PR #872, opened 2025-01-14
add a way to sort table by index values

fmotaf:
Currently, when dealing with tables that contain a lot of rows, it is quite difficult to find a specific line.
In order to solve this, I've made this PR to allow us to sort these rows.

sqladmin_gif

### DIFF
--- a/sqladmin/statics/js/main.js
+++ b/sqladmin/statics/js/main.js
@@ -150,3 +150,36 @@ $(':input[data-role="select2-tags"]').each(function () {
     $(this).append(option).trigger('change');
   }
 });
+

» What you have to do:
Among the entries, how many lines hold the string "rows"? Answer with a bare number.

» Answer to this task:
2